### [Exercise materials]

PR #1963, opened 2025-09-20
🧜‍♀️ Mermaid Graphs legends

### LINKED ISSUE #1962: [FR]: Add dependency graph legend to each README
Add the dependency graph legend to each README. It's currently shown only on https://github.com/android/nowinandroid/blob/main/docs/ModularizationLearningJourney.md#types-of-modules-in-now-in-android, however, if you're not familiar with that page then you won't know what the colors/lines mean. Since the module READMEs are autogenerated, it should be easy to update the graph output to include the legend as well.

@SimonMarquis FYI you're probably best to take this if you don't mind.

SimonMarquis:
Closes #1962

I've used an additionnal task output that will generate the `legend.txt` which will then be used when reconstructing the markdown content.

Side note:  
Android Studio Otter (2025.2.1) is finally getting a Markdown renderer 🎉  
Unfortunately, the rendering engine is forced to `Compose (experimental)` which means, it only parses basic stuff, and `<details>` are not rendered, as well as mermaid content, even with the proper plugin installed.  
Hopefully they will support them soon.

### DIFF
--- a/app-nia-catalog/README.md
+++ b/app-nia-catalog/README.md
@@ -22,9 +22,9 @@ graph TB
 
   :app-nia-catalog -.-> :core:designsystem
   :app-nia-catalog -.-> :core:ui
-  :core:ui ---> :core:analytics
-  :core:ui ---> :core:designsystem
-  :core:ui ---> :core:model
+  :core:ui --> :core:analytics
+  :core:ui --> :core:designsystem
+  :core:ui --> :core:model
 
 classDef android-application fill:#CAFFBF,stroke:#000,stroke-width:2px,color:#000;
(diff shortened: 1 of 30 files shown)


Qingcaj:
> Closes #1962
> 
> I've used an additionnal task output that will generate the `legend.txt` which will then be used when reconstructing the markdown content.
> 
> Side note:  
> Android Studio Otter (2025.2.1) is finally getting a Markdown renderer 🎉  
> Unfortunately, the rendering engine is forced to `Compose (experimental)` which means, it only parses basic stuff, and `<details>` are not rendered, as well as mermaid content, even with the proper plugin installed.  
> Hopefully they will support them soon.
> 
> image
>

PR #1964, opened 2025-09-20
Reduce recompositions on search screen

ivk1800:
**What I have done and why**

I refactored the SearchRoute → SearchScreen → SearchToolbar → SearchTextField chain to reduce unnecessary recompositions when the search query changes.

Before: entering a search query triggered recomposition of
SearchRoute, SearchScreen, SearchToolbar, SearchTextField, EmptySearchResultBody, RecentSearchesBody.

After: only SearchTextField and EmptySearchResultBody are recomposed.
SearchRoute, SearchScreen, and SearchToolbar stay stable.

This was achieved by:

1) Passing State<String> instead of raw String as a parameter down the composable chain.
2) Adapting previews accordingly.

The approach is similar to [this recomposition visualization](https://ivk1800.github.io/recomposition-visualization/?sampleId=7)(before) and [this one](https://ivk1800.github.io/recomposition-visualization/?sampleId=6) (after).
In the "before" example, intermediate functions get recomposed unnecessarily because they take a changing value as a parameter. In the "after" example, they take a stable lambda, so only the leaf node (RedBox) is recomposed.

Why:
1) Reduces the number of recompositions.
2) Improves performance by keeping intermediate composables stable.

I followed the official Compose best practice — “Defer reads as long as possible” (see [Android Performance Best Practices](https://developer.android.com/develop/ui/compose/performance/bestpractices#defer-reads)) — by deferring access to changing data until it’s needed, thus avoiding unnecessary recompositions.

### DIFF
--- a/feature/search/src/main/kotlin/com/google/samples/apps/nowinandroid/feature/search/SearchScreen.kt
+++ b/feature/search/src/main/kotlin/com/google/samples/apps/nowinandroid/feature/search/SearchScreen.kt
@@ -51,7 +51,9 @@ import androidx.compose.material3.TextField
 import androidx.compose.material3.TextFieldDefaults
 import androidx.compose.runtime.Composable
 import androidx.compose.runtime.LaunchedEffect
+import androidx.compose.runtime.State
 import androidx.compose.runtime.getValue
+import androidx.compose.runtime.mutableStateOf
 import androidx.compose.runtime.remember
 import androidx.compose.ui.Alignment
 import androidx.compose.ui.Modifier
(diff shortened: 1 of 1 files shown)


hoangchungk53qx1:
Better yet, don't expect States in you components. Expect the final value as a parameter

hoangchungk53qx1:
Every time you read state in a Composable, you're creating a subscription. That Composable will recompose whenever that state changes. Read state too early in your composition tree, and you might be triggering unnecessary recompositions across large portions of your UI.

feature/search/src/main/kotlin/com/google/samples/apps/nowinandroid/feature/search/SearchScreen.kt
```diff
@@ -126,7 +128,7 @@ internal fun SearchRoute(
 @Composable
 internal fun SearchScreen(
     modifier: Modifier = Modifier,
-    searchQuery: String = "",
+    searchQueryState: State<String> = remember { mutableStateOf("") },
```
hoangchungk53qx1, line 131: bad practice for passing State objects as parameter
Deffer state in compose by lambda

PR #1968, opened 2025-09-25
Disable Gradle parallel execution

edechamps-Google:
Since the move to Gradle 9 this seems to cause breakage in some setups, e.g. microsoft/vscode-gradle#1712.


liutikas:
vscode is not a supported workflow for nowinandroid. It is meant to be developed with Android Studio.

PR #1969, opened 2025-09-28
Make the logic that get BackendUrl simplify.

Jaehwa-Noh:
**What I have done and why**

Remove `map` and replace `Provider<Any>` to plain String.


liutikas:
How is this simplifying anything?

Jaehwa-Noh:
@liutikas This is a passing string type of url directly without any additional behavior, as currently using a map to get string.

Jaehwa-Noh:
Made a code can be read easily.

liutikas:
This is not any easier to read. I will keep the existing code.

---

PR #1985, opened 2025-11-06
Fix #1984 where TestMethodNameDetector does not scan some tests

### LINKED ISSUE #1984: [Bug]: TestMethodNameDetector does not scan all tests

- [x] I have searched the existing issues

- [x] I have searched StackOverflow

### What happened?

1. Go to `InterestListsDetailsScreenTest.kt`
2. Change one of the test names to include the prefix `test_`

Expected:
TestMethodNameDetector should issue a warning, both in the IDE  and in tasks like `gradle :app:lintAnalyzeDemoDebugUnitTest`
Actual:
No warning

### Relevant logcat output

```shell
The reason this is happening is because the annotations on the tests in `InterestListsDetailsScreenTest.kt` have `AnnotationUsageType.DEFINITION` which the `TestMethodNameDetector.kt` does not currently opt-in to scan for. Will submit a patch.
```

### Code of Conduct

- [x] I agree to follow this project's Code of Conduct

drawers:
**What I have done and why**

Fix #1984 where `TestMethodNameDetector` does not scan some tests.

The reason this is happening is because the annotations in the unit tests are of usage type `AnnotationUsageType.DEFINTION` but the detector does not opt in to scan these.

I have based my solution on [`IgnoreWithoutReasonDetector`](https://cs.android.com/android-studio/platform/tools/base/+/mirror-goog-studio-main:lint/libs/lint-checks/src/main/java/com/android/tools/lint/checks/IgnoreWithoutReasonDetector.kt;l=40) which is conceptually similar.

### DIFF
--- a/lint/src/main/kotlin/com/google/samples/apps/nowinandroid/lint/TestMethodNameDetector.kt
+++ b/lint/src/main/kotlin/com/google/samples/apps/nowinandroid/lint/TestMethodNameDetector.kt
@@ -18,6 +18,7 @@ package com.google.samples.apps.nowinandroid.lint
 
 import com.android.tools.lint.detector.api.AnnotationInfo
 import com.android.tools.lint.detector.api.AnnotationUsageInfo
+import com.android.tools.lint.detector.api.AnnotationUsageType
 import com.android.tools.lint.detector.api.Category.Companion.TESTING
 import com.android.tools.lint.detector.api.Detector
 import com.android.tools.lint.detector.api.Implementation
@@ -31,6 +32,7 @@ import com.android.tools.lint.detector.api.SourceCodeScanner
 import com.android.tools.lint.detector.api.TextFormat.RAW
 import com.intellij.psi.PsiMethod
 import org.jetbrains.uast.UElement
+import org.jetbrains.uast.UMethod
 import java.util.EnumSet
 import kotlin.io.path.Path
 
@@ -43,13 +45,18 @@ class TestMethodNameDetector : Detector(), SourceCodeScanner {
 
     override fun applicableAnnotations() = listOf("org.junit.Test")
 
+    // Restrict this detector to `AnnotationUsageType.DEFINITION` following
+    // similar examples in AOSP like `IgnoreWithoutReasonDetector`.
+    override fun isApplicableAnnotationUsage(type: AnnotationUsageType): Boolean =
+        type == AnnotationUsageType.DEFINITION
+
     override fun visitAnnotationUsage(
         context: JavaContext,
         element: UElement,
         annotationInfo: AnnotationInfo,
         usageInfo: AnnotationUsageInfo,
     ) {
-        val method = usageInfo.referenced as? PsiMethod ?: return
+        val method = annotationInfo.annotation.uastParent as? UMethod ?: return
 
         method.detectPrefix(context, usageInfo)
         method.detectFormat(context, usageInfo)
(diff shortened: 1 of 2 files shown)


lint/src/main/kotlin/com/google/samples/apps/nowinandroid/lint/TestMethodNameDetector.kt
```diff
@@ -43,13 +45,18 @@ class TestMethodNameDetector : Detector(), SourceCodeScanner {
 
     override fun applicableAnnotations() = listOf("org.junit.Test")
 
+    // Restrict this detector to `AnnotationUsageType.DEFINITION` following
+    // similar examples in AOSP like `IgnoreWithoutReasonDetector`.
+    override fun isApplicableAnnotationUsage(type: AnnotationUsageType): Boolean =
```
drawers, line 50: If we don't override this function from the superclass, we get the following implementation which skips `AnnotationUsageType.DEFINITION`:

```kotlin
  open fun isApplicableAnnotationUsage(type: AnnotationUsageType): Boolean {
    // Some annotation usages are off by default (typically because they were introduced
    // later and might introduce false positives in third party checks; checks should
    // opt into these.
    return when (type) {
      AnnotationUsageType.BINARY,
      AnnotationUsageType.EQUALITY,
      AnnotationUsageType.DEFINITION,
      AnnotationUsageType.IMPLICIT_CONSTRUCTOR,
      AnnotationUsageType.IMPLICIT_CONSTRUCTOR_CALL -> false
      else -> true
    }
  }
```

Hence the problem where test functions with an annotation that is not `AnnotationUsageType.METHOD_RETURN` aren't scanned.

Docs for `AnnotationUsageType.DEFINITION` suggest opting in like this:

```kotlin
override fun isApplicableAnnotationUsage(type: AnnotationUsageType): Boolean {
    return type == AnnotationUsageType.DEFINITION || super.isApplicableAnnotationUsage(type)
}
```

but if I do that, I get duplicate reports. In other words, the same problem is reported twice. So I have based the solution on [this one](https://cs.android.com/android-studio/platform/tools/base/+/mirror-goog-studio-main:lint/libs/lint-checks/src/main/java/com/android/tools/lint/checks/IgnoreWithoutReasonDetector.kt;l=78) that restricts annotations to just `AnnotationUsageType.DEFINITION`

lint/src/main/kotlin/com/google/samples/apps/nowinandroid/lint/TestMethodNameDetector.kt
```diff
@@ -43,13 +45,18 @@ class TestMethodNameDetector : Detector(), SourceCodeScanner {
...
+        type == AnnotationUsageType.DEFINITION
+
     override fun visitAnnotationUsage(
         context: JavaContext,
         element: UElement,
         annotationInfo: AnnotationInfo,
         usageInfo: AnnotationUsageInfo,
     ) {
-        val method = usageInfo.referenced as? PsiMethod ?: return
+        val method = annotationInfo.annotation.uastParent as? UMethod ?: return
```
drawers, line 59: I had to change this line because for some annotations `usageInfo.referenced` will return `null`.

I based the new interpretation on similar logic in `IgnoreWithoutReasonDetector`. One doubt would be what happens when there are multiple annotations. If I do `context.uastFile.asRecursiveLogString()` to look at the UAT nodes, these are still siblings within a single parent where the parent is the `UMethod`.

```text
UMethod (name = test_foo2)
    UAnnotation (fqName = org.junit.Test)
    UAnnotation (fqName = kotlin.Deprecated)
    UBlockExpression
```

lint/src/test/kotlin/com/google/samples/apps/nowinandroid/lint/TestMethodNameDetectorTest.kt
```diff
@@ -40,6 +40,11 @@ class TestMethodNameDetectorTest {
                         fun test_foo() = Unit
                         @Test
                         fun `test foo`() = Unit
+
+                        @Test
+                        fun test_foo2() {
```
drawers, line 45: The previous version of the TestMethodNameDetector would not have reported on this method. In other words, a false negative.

### [Your goal]
Look through the records above and report how many lines hold the word "EmptySearchResultBody", giving only the number.

### [Solution for this task]
2